According to a still another exemplary embodiment of the present invention, there is provided a method of manufacturing an electronic component having a hexahedral shape and including an insulating portion formed on an upper part of a base substrate, a coil pattern portion formed in the insulating portion and wound with a conductive wire, and a plurality of external electrodes separated from each other and electrically connected with the coil pattern portion, the method including: coupling a ferrite block with a region between the external electrodes, wherein each external electrode covers a part of an upper surface of the insulating portion and extending to an upper surface of the electronic component.

The ferrite block may be manufactured by performing a process including: forming a ferrite sheet by curing slurry formed of a mixture of a material including ferrite powders and a binder with a solvent; attaching a carrier film to a bottom surface of the ferrite sheet; dicing the ferrite sheet in a predefined shape; and removing a region other than the ferrite block in the diced ferrite sheet.

The ferrite powder may have a grain size of 0.5 to 1 μm and the slurry may be mixed so that a composition ratio of the ferrite powders, the binder, and the solvent is 10 to 15:0.1 to 1:1 to 5.

The carrier film may have reduced adhesion characteristics when being irradiated with ultraviolet rays and the removing of the region other than the ferrite block in the diced ferrite sheet may include forming a mask covering a surface of a region corresponding to the ferrite block in a lower surface of the carrier film and irradiating ultraviolet rays.

The coupling of the ferrite block with the region between the external electrodes may include positioning the ferrite block in the region between the external electrodes and applying an adhesive resin on the external electrode and the ferrite block to penetrate the adhesive resin between the ferrite block and the external electrodes.

The adhesive resin may include epoxy resin having a viscosity of 1 to 10 cPs.

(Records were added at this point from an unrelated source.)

PR #2373, opened 2024-06-14
feat: button-group component

spugachev:
### Description

Button Group component is a collection of contextual and persistent triggers. The primary use case is to enable users to perform actions on generative AI outputs. The button triggers all have a consistent variant, might have separators and a button dropdown at the end. Momentarily we only need the icon variant but we expect a future extension with the normal variant. The icon triggers can have tooltips activated with hover or focus and popovers indicating status (like Copy / Copied).

---


pages/button-group/simple.page.tsx
pan-kot, line 1: Please add permutations page. We have it for about every component to run screenshot tests on.

pan-kot: The pages simple and test are very similar - would it make sense to only keep the test one (the name test suggests it is used for integ testing)?

In the page you can feature a few different usage examples to cover the majority of use cases. As the most of the examples will be covered by the permutations page it only worths adding those that are used for integ testing or feature some interactive behaviours that can be used for manually checking the component or used for bug bush.

src/button-group/__tests__/icon-button-item.test.tsx
```diff
@@ -0,0 +1,79 @@
+// Copyright Amazon.com, Inc. or its affiliates. All Rights Reserved.
+// SPDX-License-Identifier: Apache-2.0
+import React from 'react';
+import { fireEvent, render, screen } from '@testing-library/react';
+import { ButtonGroupProps } from '../../../lib/components/button-group/interfaces';
+import IconButtonItem from '../../../lib/components/button-group/icon-button-item';
```
pan-kot, line 6: It would be great to test all items types: button, group, and menu. It is better to test the all via the root component, for example:

```
test('sample', () => {
  const wrapper = renderButtonGroup({ items });
  const button = wrapper.findButtonById('test-button');
  // test button
})
```

src/button-group/__tests__/menu-dropdown-item.test.tsx
```diff
@@ -0,0 +1,33 @@
...
+        text: 'Group',
+        items: [
+          { id: '5', text: 'Item 5' },
+          { id: '6', text: 'Item 6' },
+        ],
+      },
+    ],
+  };
+
+  test('renders the button', () => {
```
pan-kot, line 28: Let's add more tests to cover the unique behaviours of the menu. It does not make sense to test what is already tested in the button dropdown, so there can be just a simple test to verify that an in-menu item is clickable and fires the onItemClicked as expected. We also need to check the tooltip.

src/button-group/icon-button-item.tsx
```diff
@@ -0,0 +1,94 @@
...
+
+    const onClickHandler = (event: CustomEvent<ClickDetail>) => {
+      if (item.actionPopoverText) {
+        setIsActionPopover(true);
+        setPopoverOpen(true);
+      } else {
+        setPopoverOpen(false);
+      }
+
+      if (onItemClick) {
```
pan-kot, line 36: This IF condition is redundant - the fireCancellableEvent accepts nullable handler.

src/button-group/internal.tsx
```diff
@@ -0,0 +1,81 @@
...
+      items = [],
+      onItemClick,
+      __internalRootRef = null,
+      dropdownExpandToViewport,
+      ...props
+    }: InternalButtonGroupProps,
+    ref: React.Ref<ButtonGroupProps.Ref>
+  ) => {
+    if (!variant) {
+      throw new Error('Invariant violation: ButtonGroup variant is not set.');
```
pan-kot, line 25: I am thinking that maybe it is better to return `null` here and add a dev warnings (with `warnOnce` function) here. This will limit the blast radius in case the variant property will be missed on some accident in prod version. The fallback needs to be covered with unit tests.

src/button-group/menu-dropdown-item.tsx
```diff
@@ -0,0 +1,84 @@
...
+    }: {
+      item: ButtonGroupProps.MenuDropdown;
+      onItemClick?: CancelableEventHandler<ButtonGroupProps.ItemClickDetails>;
+      dropdownExpandToViewport?: boolean;
+    },
+    ref: React.Ref<ButtonDropdownProps.Ref>
+  ) => {
+    const containerRef = useRef<HTMLDivElement>(null);
+    const [popoverOpen, setPopoverOpen] = useState(false);
+    const [isActionPopover, setIsActionPopover] = useState(false);
```
pan-kot, line 26: The popover code is similar between button and menu dropdown, maybe we can move it to the item-element or reuse in some other way?

src/button-group/styles.scss
```diff
@@ -0,0 +1,26 @@
...
+.root {
+  @include styles.styles-reset;
+}
+
+.item {
+  /* used in test-utils */
+}
+
+.group {
+  display: flex;
```
pan-kot, line 17: This one does not maintain the consistent spacing between the items. We can add the matching gap and no-wrap but can try use `display: contents` instead. The group div is needed to assign the ARIA role and label, but we can exclude it from the layout effectively.

pan-kot: Alternatively, we can keep it and use to display dividers which can be defined as inline-end border on the group. In that case we won't need a separate divider element.

src/button-group/tooltip/index.tsx
```diff
@@ -0,0 +1,101 @@
...
+
+export interface TooltipProps {
+  trackKey: string;
+  trackRef: React.RefObject<HTMLElement | SVGElement>;
+  content: React.ReactNode;
+  open: boolean;
+  close?: () => void;
+}
+
+export default function Tooltip({ trackKey, trackRef, content, open, close }: TooltipProps) {
```
pan-kot, line 20: How is that different compared to the tooltip from src/internal/components? Can we improve that one instead and reuse?

pan-kot (commented):
Awesome work 👍

src/button-group/tooltip/index.tsx
spugachev: - Internal Tooltip accepts only value: number | string and this Tooltip accepts React.ReactNode
 - Internal Tooltip has no "open" property. So it's behavior can't be controlled. 
 
 This component has advantages of  InternalPopover component and internal Tooltip componet. I was thinking of using this two components together but it's hard to make smooth transition between tooltip text and actionPopoverText when using diffrenet components.

spugachev: There is a reason to accept ReactNode. We need to show StatusIndicator component when actionPopoverText is shown and just text when it's regular tooltip

spugachev: There is also incompatibility between components. If value can be of type ReactNode than we need to specify explicit trackKey. Because it can be only string or integer.

PR #2379, opened 2024-06-17
feat: button-group component

spugachev:
### Description

Button Group component is a collection of contextual and persistent triggers. The primary use case is to enable users to perform actions on generative AI outputs. The button triggers all have a consistent variant, might have separators and a button dropdown at the end. Momentarily we only need the icon variant but we expect a future extension with the normal variant. The icon triggers can have tooltips activated with hover or focus and popovers indicating status (like Copy / Copied).

---


pages/button-group/permutations.page.tsx
```diff
@@ -0,0 +1,146 @@
...
+import React from 'react';
+import ScreenshotArea from '../utils/screenshot-area';
+import PermutationsView from '../utils/permutations-view';
+import createPermutations from '../utils/permutations';
+import { ButtonGroup, ButtonGroupProps } from '~components';
+
+const permutations = createPermutations<ButtonGroupProps>([
+  {
+    variant: ['icon'],
+    dropdownExpandToViewport: [true, false],
```
pan-kot, line 12: This is not really needed because in permutation tests we do not run any interactions and the dropdown is only shown upon clicking. Besides, the it is the button dropdown responsible for the dropdown presentation and not button group.

pages/button-group/permutations.page.tsx
```diff
@@ -0,0 +1,146 @@
...
+    items: [
```
pan-kot, line 13: I would create a few separate arrays of items and create permutations with different items. The things to check are e.g.: item-only button group, button group with adjacent groups, with a group separated with actions on both sides, with one show-more dropdown, with multiple show-more dropdowns, with show-more dropdown inside a group, etc.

BRIEF DESCRIPTION OF THE DRAWINGS

FIG. 1 is a perspective view schematically illustrating an electronic component according to an exemplary embodiment of the present invention.

FIG. 2 is a cross-sectional view schematically illustrating a surface taken along the line I-I′ of FIG. 1.

FIG. 3 is a cross-sectional view of an electronic component according to another exemplary embodiment of the present invention.

FIGS. 4A to 4H are process cross-sectional views schematically illustrating a method of manufacturing an electronic component according to another exemplary embodiment of the present invention, in which FIG. 4A illustrates a state in which a ferrite sheet is formed, FIG. 4B illustrates a state in which a carrier film is attached to the ferrite sheet, FIG. 4C illustrates a state in which a ferrite block is formed on the carrier film, FIG. 4D illustrates a state in which the ferrite block is disposed between external electrodes, FIG. 4E illustrates a state in which the ferrite block overturns so as to be disposed on an upper part thereof and the carrier film is removed, FIG. 4F illustrates a state in which an adhesive resin is applied, FIG. 4G illustrates a state in which the adhesive resin penetrates between the external electrodes and the ferrite block, and FIG. 4H is a cross-sectional view schematically illustrating a state in which dicing is performed along a dicing line to manufacture the electronic component.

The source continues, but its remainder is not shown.